**YOUR TASK**
As the answer, set down the lines below from the one containing "error for session" through the one containing "- HTTP status", exactly and inclusively, and no others.

(Records drawn from a dataset)
○ ○ ○ ○
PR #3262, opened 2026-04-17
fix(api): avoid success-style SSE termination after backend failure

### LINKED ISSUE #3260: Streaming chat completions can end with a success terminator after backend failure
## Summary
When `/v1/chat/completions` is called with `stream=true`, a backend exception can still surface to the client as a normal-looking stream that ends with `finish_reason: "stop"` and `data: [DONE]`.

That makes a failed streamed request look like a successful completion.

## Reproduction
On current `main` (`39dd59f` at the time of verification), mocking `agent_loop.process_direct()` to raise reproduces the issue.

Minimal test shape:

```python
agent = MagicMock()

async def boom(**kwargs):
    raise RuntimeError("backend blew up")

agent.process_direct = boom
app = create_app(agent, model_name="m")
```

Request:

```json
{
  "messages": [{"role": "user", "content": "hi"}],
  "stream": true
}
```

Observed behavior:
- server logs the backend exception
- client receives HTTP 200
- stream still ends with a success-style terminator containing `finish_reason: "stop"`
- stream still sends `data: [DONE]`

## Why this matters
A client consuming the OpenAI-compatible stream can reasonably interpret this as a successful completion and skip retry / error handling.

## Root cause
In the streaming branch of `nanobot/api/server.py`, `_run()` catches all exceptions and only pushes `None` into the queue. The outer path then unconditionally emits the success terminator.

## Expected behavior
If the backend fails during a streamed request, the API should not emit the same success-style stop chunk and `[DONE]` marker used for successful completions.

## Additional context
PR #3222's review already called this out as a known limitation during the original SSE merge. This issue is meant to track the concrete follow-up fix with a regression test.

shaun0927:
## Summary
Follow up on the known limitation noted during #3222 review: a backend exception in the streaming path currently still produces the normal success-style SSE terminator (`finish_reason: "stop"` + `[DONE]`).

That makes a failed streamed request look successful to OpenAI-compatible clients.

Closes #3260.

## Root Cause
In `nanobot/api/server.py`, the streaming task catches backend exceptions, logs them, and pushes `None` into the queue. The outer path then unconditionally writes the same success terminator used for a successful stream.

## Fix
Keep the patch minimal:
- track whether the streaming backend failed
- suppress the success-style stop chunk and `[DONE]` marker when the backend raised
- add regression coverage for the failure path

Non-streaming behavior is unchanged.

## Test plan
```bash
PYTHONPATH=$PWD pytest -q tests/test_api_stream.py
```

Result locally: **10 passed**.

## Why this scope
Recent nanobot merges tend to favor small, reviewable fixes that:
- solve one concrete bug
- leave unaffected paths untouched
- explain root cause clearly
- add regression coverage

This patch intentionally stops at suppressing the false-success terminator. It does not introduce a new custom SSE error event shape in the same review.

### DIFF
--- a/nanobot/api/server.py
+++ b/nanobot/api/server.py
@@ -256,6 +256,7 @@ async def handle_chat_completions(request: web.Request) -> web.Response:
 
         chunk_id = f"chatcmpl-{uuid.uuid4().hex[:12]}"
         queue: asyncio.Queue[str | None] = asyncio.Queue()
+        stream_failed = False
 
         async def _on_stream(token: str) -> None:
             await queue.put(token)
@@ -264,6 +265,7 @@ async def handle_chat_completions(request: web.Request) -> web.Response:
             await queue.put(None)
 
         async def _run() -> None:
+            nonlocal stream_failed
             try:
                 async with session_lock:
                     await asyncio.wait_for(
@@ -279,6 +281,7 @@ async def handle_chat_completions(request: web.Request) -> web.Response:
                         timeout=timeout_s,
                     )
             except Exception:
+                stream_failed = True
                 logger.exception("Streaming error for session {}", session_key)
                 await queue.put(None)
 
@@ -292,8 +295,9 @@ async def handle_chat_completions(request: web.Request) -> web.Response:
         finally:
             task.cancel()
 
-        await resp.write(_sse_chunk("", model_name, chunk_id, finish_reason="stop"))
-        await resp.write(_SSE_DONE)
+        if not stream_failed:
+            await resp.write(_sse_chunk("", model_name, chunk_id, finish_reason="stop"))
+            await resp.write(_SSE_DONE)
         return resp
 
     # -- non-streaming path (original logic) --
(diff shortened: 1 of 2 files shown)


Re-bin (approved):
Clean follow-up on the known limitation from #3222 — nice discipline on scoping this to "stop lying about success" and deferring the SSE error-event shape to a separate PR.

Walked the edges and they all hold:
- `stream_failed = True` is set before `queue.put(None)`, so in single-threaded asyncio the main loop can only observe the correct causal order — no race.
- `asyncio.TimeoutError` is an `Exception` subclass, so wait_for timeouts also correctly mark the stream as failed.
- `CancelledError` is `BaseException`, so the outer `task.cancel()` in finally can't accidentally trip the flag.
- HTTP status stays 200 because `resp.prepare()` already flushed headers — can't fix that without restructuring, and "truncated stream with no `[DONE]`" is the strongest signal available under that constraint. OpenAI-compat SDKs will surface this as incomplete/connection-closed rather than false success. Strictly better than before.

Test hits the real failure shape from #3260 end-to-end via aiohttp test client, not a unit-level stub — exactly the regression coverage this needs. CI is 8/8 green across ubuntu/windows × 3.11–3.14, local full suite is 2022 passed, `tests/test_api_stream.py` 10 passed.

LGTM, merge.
○ ○ ○ ○
**EXERCISE SOLUTION**
                 logger.exception("Streaming error for session {}", session_key)
                 await queue.put(None)
 
@@ -292,8 +295,9 @@ async def handle_chat_completions(request: web.Request) -> web.Response:
         finally:
             task.cancel()
 
-        await resp.write(_sse_chunk("", model_name, chunk_id, finish_reason="stop"))
-        await resp.write(_SSE_DONE)
+        if not stream_failed:
+            await resp.write(_sse_chunk("", model_name, chunk_id, finish_reason="stop"))
+            await resp.write(_SSE_DONE)
         return resp
 
     # -- non-streaming path (original logic) --
(diff shortened: 1 of 2 files shown)


Re-bin (approved):
Clean follow-up on the known limitation from #3222 — nice discipline on scoping this to "stop lying about success" and deferring the SSE error-event shape to a separate PR.

Walked the edges and they all hold:
- `stream_failed = True` is set before `queue.put(None)`, so in single-threaded asyncio the main loop can only observe the correct causal order — no race.
- `asyncio.TimeoutError` is an `Exception` subclass, so wait_for timeouts also correctly mark the stream as failed.
- `CancelledError` is `BaseException`, so the outer `task.cancel()` in finally can't accidentally trip the flag.
- HTTP status stays 200 because `resp.prepare()` already flushed headers — can't fix that without restructuring, and "truncated stream with no `[DONE]`" is the strongest signal available under that constraint. OpenAI-compat SDKs will surface this as incomplete/connection-closed rather than false success. Strictly better than before.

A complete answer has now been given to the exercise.